▸ Data for this task
══════════════════════════════
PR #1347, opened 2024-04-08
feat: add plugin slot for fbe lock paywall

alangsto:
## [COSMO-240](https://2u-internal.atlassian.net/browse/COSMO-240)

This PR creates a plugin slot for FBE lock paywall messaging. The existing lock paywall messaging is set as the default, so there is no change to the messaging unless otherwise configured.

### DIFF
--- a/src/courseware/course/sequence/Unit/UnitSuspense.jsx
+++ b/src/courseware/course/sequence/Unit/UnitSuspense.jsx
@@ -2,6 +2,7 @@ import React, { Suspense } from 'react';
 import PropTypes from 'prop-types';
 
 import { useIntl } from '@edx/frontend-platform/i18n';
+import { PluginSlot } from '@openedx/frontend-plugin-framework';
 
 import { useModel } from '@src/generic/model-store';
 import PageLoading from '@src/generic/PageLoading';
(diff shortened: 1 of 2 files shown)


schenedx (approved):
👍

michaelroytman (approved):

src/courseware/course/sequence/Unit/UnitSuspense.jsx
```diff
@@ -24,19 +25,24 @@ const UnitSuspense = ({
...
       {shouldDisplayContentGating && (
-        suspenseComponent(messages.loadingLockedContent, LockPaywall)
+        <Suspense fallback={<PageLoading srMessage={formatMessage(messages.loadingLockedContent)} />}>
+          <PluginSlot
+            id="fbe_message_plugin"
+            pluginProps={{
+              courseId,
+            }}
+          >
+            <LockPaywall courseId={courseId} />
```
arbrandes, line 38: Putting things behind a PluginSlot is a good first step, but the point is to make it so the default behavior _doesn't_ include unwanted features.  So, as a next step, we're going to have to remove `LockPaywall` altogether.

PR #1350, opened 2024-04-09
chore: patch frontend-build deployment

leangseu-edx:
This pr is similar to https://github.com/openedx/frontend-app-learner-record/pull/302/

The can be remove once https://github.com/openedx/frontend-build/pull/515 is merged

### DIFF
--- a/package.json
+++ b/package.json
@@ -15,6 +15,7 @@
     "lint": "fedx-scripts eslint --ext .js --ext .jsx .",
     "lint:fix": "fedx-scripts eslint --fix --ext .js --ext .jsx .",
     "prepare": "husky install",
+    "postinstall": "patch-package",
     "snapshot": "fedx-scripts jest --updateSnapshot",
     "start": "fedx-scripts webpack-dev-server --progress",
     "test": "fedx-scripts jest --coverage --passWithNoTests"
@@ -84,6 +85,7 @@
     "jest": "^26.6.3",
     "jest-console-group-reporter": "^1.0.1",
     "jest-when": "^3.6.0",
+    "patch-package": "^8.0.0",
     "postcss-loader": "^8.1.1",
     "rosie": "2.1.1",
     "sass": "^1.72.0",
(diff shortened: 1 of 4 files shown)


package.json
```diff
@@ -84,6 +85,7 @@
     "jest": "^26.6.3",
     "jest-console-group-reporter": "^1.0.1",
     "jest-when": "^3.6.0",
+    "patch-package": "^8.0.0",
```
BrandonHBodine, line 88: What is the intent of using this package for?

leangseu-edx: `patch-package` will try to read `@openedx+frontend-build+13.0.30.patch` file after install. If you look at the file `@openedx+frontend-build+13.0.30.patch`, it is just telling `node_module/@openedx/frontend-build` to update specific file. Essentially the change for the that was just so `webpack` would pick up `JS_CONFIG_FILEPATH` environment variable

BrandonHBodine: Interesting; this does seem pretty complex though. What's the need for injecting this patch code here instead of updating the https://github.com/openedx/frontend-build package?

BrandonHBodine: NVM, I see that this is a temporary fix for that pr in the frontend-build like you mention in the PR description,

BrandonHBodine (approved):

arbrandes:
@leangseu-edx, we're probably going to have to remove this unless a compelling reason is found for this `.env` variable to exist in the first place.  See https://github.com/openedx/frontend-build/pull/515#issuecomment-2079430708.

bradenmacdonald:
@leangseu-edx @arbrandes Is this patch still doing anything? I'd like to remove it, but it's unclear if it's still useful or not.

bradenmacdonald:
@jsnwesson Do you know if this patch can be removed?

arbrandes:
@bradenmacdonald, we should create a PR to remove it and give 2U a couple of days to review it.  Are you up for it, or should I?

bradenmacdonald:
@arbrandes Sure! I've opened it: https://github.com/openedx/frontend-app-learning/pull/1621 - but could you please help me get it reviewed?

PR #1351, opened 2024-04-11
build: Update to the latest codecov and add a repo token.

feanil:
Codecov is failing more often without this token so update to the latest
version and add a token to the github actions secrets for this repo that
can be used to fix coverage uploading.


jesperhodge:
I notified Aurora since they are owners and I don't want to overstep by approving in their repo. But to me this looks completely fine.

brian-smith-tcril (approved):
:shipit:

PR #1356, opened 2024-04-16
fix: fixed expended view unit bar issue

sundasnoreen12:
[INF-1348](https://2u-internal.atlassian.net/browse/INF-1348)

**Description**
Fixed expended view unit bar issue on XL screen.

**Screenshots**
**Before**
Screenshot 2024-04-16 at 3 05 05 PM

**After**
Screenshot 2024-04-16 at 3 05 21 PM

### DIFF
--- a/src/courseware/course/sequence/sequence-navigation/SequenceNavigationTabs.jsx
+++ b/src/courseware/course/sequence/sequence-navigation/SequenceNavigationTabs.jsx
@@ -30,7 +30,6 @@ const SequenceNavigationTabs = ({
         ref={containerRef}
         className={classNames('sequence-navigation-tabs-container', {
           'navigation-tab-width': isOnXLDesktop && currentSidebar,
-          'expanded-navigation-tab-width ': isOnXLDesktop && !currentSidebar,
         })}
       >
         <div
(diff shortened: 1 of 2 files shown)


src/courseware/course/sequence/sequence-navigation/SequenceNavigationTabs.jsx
══════════════════════════════
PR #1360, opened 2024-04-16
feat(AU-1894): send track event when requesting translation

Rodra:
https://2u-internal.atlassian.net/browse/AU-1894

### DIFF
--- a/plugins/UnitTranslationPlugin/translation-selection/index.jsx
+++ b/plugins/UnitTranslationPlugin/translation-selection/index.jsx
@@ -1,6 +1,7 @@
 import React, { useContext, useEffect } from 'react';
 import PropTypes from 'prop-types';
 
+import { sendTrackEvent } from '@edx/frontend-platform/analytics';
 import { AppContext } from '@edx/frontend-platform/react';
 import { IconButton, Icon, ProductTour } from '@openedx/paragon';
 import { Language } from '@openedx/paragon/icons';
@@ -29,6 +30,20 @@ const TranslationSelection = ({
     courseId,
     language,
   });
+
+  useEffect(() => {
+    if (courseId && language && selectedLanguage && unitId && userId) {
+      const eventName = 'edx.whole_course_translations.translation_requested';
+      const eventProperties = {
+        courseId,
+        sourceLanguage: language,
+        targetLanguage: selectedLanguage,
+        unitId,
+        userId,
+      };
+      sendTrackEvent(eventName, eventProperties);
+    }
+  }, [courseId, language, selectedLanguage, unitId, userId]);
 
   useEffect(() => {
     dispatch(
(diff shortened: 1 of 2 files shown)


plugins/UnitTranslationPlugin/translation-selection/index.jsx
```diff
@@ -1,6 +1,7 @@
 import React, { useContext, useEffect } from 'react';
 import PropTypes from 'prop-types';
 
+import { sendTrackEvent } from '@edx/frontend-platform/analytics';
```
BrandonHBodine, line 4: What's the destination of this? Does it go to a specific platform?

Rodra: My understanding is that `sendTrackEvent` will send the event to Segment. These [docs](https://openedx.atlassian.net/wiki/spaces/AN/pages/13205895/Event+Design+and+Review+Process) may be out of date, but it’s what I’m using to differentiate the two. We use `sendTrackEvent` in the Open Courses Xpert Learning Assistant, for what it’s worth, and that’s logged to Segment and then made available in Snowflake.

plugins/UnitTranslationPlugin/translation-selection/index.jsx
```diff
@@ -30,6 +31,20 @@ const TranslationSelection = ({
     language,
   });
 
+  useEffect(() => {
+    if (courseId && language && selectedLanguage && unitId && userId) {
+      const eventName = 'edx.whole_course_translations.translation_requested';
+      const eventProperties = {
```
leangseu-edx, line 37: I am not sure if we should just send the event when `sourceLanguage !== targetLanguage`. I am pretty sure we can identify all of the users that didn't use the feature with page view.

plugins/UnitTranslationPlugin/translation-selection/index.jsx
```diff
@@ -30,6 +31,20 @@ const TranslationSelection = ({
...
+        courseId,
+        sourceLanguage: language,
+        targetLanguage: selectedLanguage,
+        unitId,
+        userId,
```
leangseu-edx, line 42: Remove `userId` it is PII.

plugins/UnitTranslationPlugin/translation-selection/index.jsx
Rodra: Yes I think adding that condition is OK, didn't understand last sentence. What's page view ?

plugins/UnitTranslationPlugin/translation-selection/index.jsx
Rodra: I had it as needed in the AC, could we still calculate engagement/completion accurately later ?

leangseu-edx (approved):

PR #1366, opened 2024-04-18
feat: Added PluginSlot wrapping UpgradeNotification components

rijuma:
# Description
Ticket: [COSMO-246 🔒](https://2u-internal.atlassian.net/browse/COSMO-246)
══════════════════════════════
▸ Task brief
Within this data, count the lines that include the string "width" and write the number with nothing else.

▸ Response
2